- Genre: Adventure Children's television series Comedy
- Created by: André Forni
- Directed by: André Forni André Rocca
- Voices of: Ítalo Luiz Bianca Alencar Antonio Moreno Letícia Celini Renato Cavalcanti
- Countries of origin: Brazil France
- Original language: Portuguese
- No. of seasons: 2
- No. of episodes: 52

Production
- Executive producers: Rodrigo Olaio Flàvio Vonlanten Janaina Harada Duarte
- Producer: Mariana Andrade
- Running time: 7 minutes
- Production companies: Cinefilm Danone

Original release
- Network: Disney Junior Disney Channel
- Release: April 25, 2015 – 2016

= Dino Aventuras =

Dino Aventuras (lit. 'Dino Adventures') is a 2016-2017 Brazilian computer-animated children's television series created and directed by André Forni, and produced by Cinefilm. The series aired in Brazil on Disney Junior & Disney Channel in 2015. It depicts a group of four children friends, including a dinosaur-child (Dino), travelling on an airship.

== Premise ==
The series follows four main characters Dino, Kika, Lip and Cacau on their hot air balloon ship. Here they met the Little bird. In each episode, Dino, Kika, Lip and Cacau discover things such as books, puzzles and coloring.

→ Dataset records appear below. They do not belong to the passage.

PR #1344, opened 2016-08-28
Remove custom asset directories

Minecrell:
The asset manager allows changing the directory where all plugin assets are stored. This was originally added for flexibility, but I can personally not see any usecases to change the asset directory. On the other hand, there are two reasons why it should **not** be changed:

- Assets in Vanilla Minecraft and Forge are always stored in the `assets/id` directory
- Changing the asset directory could cause problems with resource packs in future client-side plugins (since that requires assets to be stored in the default directory)

This PR removes the option to set custom asset directories. Unless someone has a usecase for the option I don't see any reason to keep it, since the default directory is always the best choice.

### DIFF
--- a/src/main/java/org/spongepowered/api/plugin/PluginContainer.java
+++ b/src/main/java/org/spongepowered/api/plugin/PluginContainer.java
@@ -114,15 +114,6 @@ public interface PluginContainer {
     }
 
     /**
-     * Gets the directory that contains this {@link Plugin}'s assets.
-     *
-     * @return Asset directory, or empty if none
-     */
-    default Optional<Path> getAssetDirectory() {
-        return Optional.empty();
-    }
-
-    /**
      * Retrieves the {@link Asset} of the specified name from the
      * {@link AssetManager} for this {@link Plugin}.
      *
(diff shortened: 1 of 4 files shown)


windy1:
Like I said when I spoke to @Minecrell earlier, I am also inclined to agree that this should be removed. The purpose of this PR is to raise a discussion and possibly discover any use cases for this feature that others may have found that we have overlooked.

Zidane:
@Minecrell @windy1 

With that said, is the Asset API as a whole...useless? All plugins need is something akin to ResourceLocation, a way to register a custom resource loader.

src/main/java/org/spongepowered/api/plugin/PluginContainer.java
```diff
@@ -114,15 +114,6 @@ default String getName() {
     }
 
     /**
-     * Gets the directory that contains this {@link Plugin}'s assets.
```
kashike: Why remove this? A plugin would still have an asset directory, no?

windy1:
No I don't think the whole Asset API is useless, it makes the handling of resources as you might use them in a plugin development environment easier and also for exchanging resources between plugins. Keep in mind, the entire purpose of the Asset API was for convenience in the first place and it's also not even really that much code when it comes down to it.

I agree with @Minecrell for removing this one feature of it because, as he brought to my attention, I can't even really think of a use case for it.

src/main/java/org/spongepowered/api/plugin/PluginContainer.java
Minecrell: Well yes, but since it is always `assets/<plugin_id>` I don't think this method is still needed.

Minecrell:
@Zidane The `Asset` interface in the Asset API is essentially just a simplified version of `ResourceLocation` (it uses plugin containers as domain, and it is a special resource location because the URL is already known).

PR #1352, opened 2016-09-09
Add support for virtual custom biomes

Deamon5550:
**SpongeAPI** | [SpongeCommon](https://github.com/SpongePowered/SpongeCommon/pull/928) | [SpongeForge](https://github.com/SpongePowered/SpongeForge/pull/900)

This adds support for creating custom biomes which exist only during generation, afterwards they are stored as an existing non-virtual biome. This can be used to support more varied generation easier without creating full blown custom biomes which would require client modifications as well.

### DIFF
--- a/src/main/java/org/spongepowered/api/world/biome/VirtualBiomeType.java
+++ b/src/main/java/org/spongepowered/api/world/biome/VirtualBiomeType.java
@@ -1,0 +1,115 @@
+/*
+ * This file is part of SpongeAPI, licensed under the MIT License (MIT).
+ *
+ * Copyright (c) SpongePowered <https://www.spongepowered.org>
+ * Copyright (c) contributors
+ *
+ * Permission is hereby granted, free of charge, to any person obtaining a copy
+ * of this software and associated documentation files (the "Software"), to deal
+ * in the Software without restriction, including without limitation the rights
+ * to use, copy, modify, merge, publish, distribute, sublicense, and/or sell
+ * copies of the Software, and to permit persons to whom the Software is
+ * furnished to do so, subject to the following conditions:
+ *
+ * The above copyright notice and this permission notice shall be included in
+ * all copies or substantial portions of the Software.
+ *
+ * THE SOFTWARE IS PROVIDED "AS IS", WITHOUT WARRANTY OF ANY KIND, EXPRESS OR
+ * IMPLIED, INCLUDING BUT NOT LIMITED TO THE WARRANTIES OF MERCHANTABILITY,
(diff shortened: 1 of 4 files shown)


src/main/java/org/spongepowered/api/world/biome/VirtualBiomeType.java
```diff
@@ -0,0 +1,64 @@
...
+
+    interface Builder extends ResettableBuilder<VirtualBiomeType, Builder> {
+
+        Builder name(String name);
+
+        Builder temperature(double temp);
+
+        Builder humidity(double humidity);
+
+        Builder persistedBiome(BiomeType biome);
```
kashike: Should be `persistedType` to be consistent with the getter in `VirtualBiomeType`.

src/main/java/org/spongepowered/api/world/biome/VirtualBiomeType.java
```diff
@@ -0,0 +1,64 @@
...
+ * THE SOFTWARE.
+ */
+package org.spongepowered.api.world.biome;
+
+import org.spongepowered.api.Sponge;
+import org.spongepowered.api.util.ResettableBuilder;
+
+/**
+ * A virtual biome is one which exists purely for generation and therefore
+ * requires no modifications to clients in order to use it. It after generation
```
gabizou: I think some bad wording: `It after generation the biome is persisted as another non-virtual biome.`

src/main/java/org/spongepowered/api/world/biome/VirtualBiomeType.java
```diff
@@ -0,0 +1,64 @@
...
+ * the biome is persisted as another non-virtual biome.
+ */
+public interface VirtualBiomeType extends BiomeType {
+
+    public static Builder builder() {
```
kashike: Missing javadocs here, `getDefaultGenerationSettings`, and for all of `Builder`.

Deamon5550:
I'll be merging this tonight if no issues.

src/main/java/org/spongepowered/api/world/biome/VirtualBiomeType.java
```diff
@@ -0,0 +1,110 @@
...
+
+/**
+ * A virtual biome is one which exists purely for generation and therefore
+ * requires no modifications to clients in order to use it. After generation for
+ * a chunk is complete the biome is persisted as its specified persisted biome
+ * type.
+ */
+public interface VirtualBiomeType extends BiomeType {
+
+    public static Builder builder() {
```
kashike: Javadocs?

PR #1354, opened 2016-09-13
Add methods to ChannelRegistrar for getting existing channels

simon816:
You can now query for existing channels.
A convenience method `getOrCreate` and `getOrCreateRaw` have also been added

Example use for bungeecord
```java
RawDataChannel bungeeChannel = Sponge.getChannelRegistrar().getOrCreateRaw(this, "BungeeCord");
```

Side node: modifications to SpongeForge/SpongeVanilla are trivial so I'll update them if this PR is merged

### DIFF
--- a/src/main/java/org/spongepowered/api/network/ChannelRegistrar.java
+++ b/src/main/java/org/spongepowered/api/network/ChannelRegistrar.java
@@ -26,6 +26,7 @@ package org.spongepowered.api.network;
 
 import org.spongepowered.api.Platform;
 
+import java.util.Optional;
 import java.util.Set;
 
 /**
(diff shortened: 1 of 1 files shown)


src/main/java/org/spongepowered/api/network/ChannelRegistrar.java
```diff
@@ -60,6 +61,62 @@
...
+     * {@link Optional#empty()} is returned. Otherwise, a new channel is
+     * created.
+     *
+     * @param plugin The plugin to register the channel if it doesn't exist
+     * @param channel The channel name
+     * @return A new or existing indexed message channel binding
+     * @throws ChannelRegistrationException for same reasons as
+     *         {@link #createChannel}.
+     */
+    default Optional<ChannelBinding.IndexedMessageChannel> getOrCreate(Object plugin, String channel) throws ChannelRegistrationException {
```
kashike: In what case would this return `Optional.empty()`?  It's creating if not present.

src/main/java/org/spongepowered/api/network/ChannelRegistrar.java
```diff
@@ -60,6 +61,62 @@
...
+     * {@link Optional#empty()} is returned. Otherwise, a new channel is
+     * created.
+     *
+     * @param plugin The plugin to register the channel if it doesn't exist
+     * @param channel The channel name
+     * @return A new or existing raw data channel binding
+     * @throws ChannelRegistrationException for same reasons as
+     *         {@link #createRawChannel}.
+     */
+    default Optional<ChannelBinding.RawDataChannel> getOrCreateRaw(Object plugin, String channel) throws ChannelRegistrationException {
```
kashike: See above comment.

src/main/java/org/spongepowered/api/network/ChannelRegistrar.java
Mumfrey: You can see the implementation below. It returns empty if the channel exists but isn't an indexed channel.

simon816: See above javadoc
> If the channel is not an indexed message channel, then {@link Optional#empty()} is returned

It returns empty if a channel by that name exists but is not an `IndexedMessageChannel`

kashike: I missed that line somehow, apologies.
`ChannelRegistrationException` doesn't make sense since it's not being registered at that point.

Mumfrey: There's an argument to be made for throwing a different exception at that point, since if the channel is registered but of a different type, then it would indicate some kind of conflict (maybe another plugin using the same channel, maybe an older/newer version which uses raw channels instead), so maybe it's worth throwing a `UnexpectedChannelTypeException` or something which indicates the conflict state?

src/main/java/org/spongepowered/api/network/ChannelRegistrar.java
```diff
@@ -60,6 +61,62 @@
...
+     * @param channel The channel name
+     * @return A new or existing indexed message channel binding
+     * @throws ChannelRegistrationException for same reasons as
+     *         {@link #createChannel}.
+     */
+    default Optional<ChannelBinding.IndexedMessageChannel> getOrCreate(Object plugin, String channel) throws ChannelRegistrationException {
+        Optional<ChannelBinding> existing = getChannel(channel);
+        if (existing.isPresent()) {
+            if (existing.get() instanceof ChannelBinding.IndexedMessageChannel) {
+                return Optional.of((ChannelBinding.IndexedMessageChannel) existing.get());
```
Cybermaxke: You can also just cast the `Optional` ->`return (Optional) existing;`

src/main/java/org/spongepowered/api/network/ChannelRegistrar.java
simon816: I'll go ahead and throw an `IllegalStateException`

PR #1356, opened 2016-09-15
Expose RemainingJoinedStrings raw mode.

ryantheleach:
@zml2008 @mcmonkey4eva 

@mcmonkey4eva mentioned in IRC that remainingJoinedStrings still had some form of processing being applied, @zml2008 said that there was already a raw option exposed.

I looked, saw that it was limited to private visibility, presumably because it was added later and not thought about.


mcmonkey4eva:
That'd be me! Need a way to get raw command input easily. <3

PR #1360, opened 2016-09-17
Improve the block ray filters

DDoS:
In response to: https://github.com/SpongePowered/SpongeAPI/pull/1342

This adds a `skipFilter` to ignore blocks that match a predicate. The previous filter functionality gets renamed to `stopFilter`.

Also, based off of feedback from @Deamon5550, I changed the block limit into a distance limit. Since the filter is now built-in it was removed as a stand-alone.

Finally I fixed the `GenericArguments` `#target` functionality not returning the target block, but the air block just before it. 

I've fixed Cookbook/Smite and I'll merge those changes if the PR is accepted.

@m0pt0pmatt

### DIFF
--- a/src/main/java/org/spongepowered/api/command/args/GenericArguments.java
+++ b/src/main/java/org/spongepowered/api/command/args/GenericArguments.java
@@ -1228,7 +1228,11 @@ public final class GenericArguments {
                 yStr = split[1];
                 zStr = split[2];
             } else if (xStr.equals("#target") && source instanceof Entity) {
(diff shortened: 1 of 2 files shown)


zml2008:
Looks good, this is what I intended to do -- thanks for fixing it.

ryantheleach:
As for the command part I'm not sure if it works 100% but the current #target behaviour is useful for setting blocks / teleporting entities. 

Wouldn't changing it to the new behaviour cause it to teleport entities into blocks?

e.g. /makelootcrate #target currently would place a block on top of the block being aimed at, vs the new behaviour which would "bury" the block into the ground?

PR #1362, opened 2016-09-19
Rework KickPlayerEvent

jamierocks:
**API** | [Common](https://github.com/SpongePowered/SpongeCommon/pull/946)

### DIFF
--- a/src/main/java/org/spongepowered/api/event/entity/living/humanoid/player/KickPlayerEvent.java
+++ b/src/main/java/org/spongepowered/api/event/entity/living/humanoid/player/KickPlayerEvent.java
@@ -25,11 +25,25 @@
 package org.spongepowered.api.event.entity.living.humanoid.player;
 
 import org.spongepowered.api.entity.living.player.Player;
-import org.spongepowered.api.event.message.MessageChannelEvent;
+import org.spongepowered.api.text.Text;
 
 /**
  * Fired when a {@link Player} is kicked.
  */
-public interface KickPlayerEvent extends TargetPlayerEvent, MessageChannelEvent {
+public interface KickPlayerEvent extends TargetPlayerEvent {
+
+    /**
+     * Gets the reason given to the player.
+     *
+     * @return The reason
+     */
+    Text getReason();
+
+    /**
+     * Sets the reason given to the player.
+     *
+     * @param reason The reason
+     */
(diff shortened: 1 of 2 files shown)


windy1:
This removes the ability to set the reason, does it not?

jamierocks:
Yes. If anything MessageEvent is more suited, but even that isn't a perfect match. Well we'd have to ask the question on if a kick reason can be canceled?

src/main/java/org/spongepowered/api/event/entity/living/humanoid/player/KickPlayerEvent.java
```diff
@@ -25,11 +25,25 @@
...
 
 import org.spongepowered.api.entity.living.player.Player;
-import org.spongepowered.api.event.message.MessageChannelEvent;
+import org.spongepowered.api.text.Text;
 
 /**
  * Fired when a {@link Player} is kicked.
  */
-public interface KickPlayerEvent extends TargetPlayerEvent, MessageChannelEvent {
+public interface KickPlayerEvent extends TargetPlayerEvent {
```
windy1: Yeah like I said this can still be a `MessageChannelEvent`. For the default, you can create a new channel for the recipients of kick messages (this is console only in vanilla?). The main pros for having it extend `MessageChannelEvent` are as followed

* Always be able to retrieve the original reason
* Empty text != no message, you can send empty strings through chat (this is why we have `setMessageCancelled`)
* Modify the recipients of said message

kashike: If console is the default in vanilla: `MessageChannel.TO_CONSOLE`

ST-DDT: Ops don't recieve kick messages in vanilla?

jamierocks: Alright. I'll get that done when I get back.

kashike:
@jamierocks This pull request needs updating.

parlough:
Going to close this for now as it has not been touched since September of 2016 with conflicts and changes requested. If you'd like to update it feel free to open a new PR or ping me to re-open it.

PR #1364, opened 2016-09-23
Add SoundType builder

ZephireNZ:
**API** | [Common](https://github.com/SpongePowered/SpongeCommon/pull/955) | [Forge](https://github.com/SpongePowered/SpongeForge/pull/923)

Currently if a developer wants to send a custom `SoundType` (such as one from a mod or resource pack) they must implement their own `SoundType`. While small, this changes it to instead be a builder so developers can rely on common to create an instance of `SoundEvent` (the NMS impl) for them.

### DIFF
--- a/src/main/java/org/spongepowered/api/effect/sound/SoundType.java
+++ b/src/main/java/org/spongepowered/api/effect/sound/SoundType.java
@@ -25,6 +25,9 @@
 package org.spongepowered.api.effect.sound;
 
 import org.spongepowered.api.CatalogType;
+import org.spongepowered.api.GameRegistry;
+import org.spongepowered.api.Sponge;
+import org.spongepowered.api.util.ResettableBuilder;
 import org.spongepowered.api.util.annotation.CatalogedBy;
 
 /**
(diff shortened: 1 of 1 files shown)


src/main/java/org/spongepowered/api/effect/sound/SoundType.java
```diff
@@ -33,4 +35,38 @@
 @CatalogedBy(SoundTypes.class)
 public interface SoundType extends CatalogType {
 
+    static Builder builder() {
```
liach: Docs?

ZephireNZ: Done :)

src/main/java/org/spongepowered/api/effect/sound/SoundType.java
```diff
@@ -33,4 +36,48 @@
 @CatalogedBy(SoundTypes.class)
 public interface SoundType extends CatalogType {
 
+    /**
+     * Creates a new {@link Builder} for building SoundTypes.
+     * @return A new builder
```
liach: Empty line before this tag. Same below.

ZephireNZ: Also done.

src/main/java/org/spongepowered/api/effect/sound/SoundType.java
```diff
@@ -33,4 +36,50 @@
 @CatalogedBy(SoundTypes.class)
 public interface SoundType extends CatalogType {
 
+    /**
+     * Creates a new {@link Builder} for building SoundTypes.
+     *
+     * @return A new builder
+     */
+    static Builder builder() {
+        return Sponge.getRegistry().createBuilder(SoundType.Builder.class);
```
liach: The one below will be more brief:
```java
return Sponge.getRegistry().createBuilder(Builder.class);
```

src/main/java/org/spongepowered/api/effect/sound/SoundType.java
```diff
@@ -33,4 +36,50 @@
...
+
+        /**
+         * Resource location for the sound. If no domain (indicated by the
+         * string before ':') is present, the default "minecraft" domain will
+         * be used.
+         *
+         * @param id ID of the sound
+         * @return This builder, for chaining
+         */
+        Builder id(String id);
```
Zidane: This should become a parameter to the build method.

ST-DDT: Why? Afaict most of the other builders take it as seperate methods.

Deamon5550: @ST-DDT All builders creating cataloged types should take the id as a parameter to the build method (and looking around a bit all the ones I found either did).

src/main/java/org/spongepowered/api/effect/sound/SoundType.java
ZephireNZ: Done

src/main/java/org/spongepowered/api/effect/sound/SoundType.java
ZephireNZ: Done :)

PR #1376, opened 2016-10-01
Add BlockSoundGroup

Maxqia:
**API** | [Common](https://github.com/SpongePowered/SpongeCommon/pull/963)
One of Many for #1365

### DIFF
--- a/src/main/java/org/spongepowered/api/block/BlockSoundGroup.java
+++ b/src/main/java/org/spongepowered/api/block/BlockSoundGroup.java
@@ -39,14 +39,14 @@ public interface BlockSoundGroup {
      *
      * @return The pitch
      */
-    float getVolume();
+    double getVolume();
 
     /**
      * Gets the volume used when playing sounds.
      *
      * @return The volume
      */
-    float getPitch();
+    double getPitch();
 
     /**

== Voice cast and characters ==

=== Main ===

- Dino (voiced by Ítalo Luiz) is a blue and green dinosaur guided by intuition and emotion. He is cheerful, charismatic, intelligent, highly curious, and always seeking new adventures. Dino approaches the world with boundless energy and a playful spirit, often leading the group into exciting and unpredictable situations.
- Kika (voiced by Bianca Alencar) is a beige and pink dinosaur who also enjoys having fun. She is rational and thoughtful, but never tries to spoil the fun. Deep down, she embraces joy and playfulness while acting as the “older sister” of the group, providing guidance and support to the others.
- Cacau (voiced by Letícia Celini) is a purple dinosaur who believes in gnomes and collects rainbows. She is cute, affectionate, and loves to eat. Lip enjoys imagining the magic in the world, and her gentle, imaginative nature brings warmth and wonder to the group’s adventures.
- Lip (voiced by Mariana Zink in the first season and by Renato Cavalcanti in the second season) is a yellow and orange dinosaur, the youngest member of the group. He is energetic, impulsive, and very stubborn, constantly moving and exploring. His adventurous spirit frequently places him and the group in amusing and unexpected situations, adding humor and liveliness to the ensemble.

=== Recurrent ===

- Volante is a stork who works as a messenger. Slightly clumsy, he is responsible for delivering missions to the group.
- Nona (voiced by Alna Ferreira) is a gentle, light-pink dinosaur who resides on Nona Island, where she prepares the most delightful treats for the group.
- Mala Malão (voiced by Mauro Ramos in the first season and by Antônio Moreno in the second season) is an elderly and wise yellow dinosaur who serves almost as a steward of the universe through which Dino and his friends navigate. From atop Lighthouse Island, he ensures that the islands operate in harmony. At first, he may appear grumpy and inflexible, but he is a fair character with a good heart.

==Broadcast==

In Russia the show aired on channel the Kanal Disney (2015) and Karusel (2016). In Latin America the show aired on the channel Discovery Kids (2016 - 2017) In the Middle East the show aired on the channel Baraem.

== Reception ==
Cardapio.pt noted the pedagogic aspect of the series. The series was said to have been a success.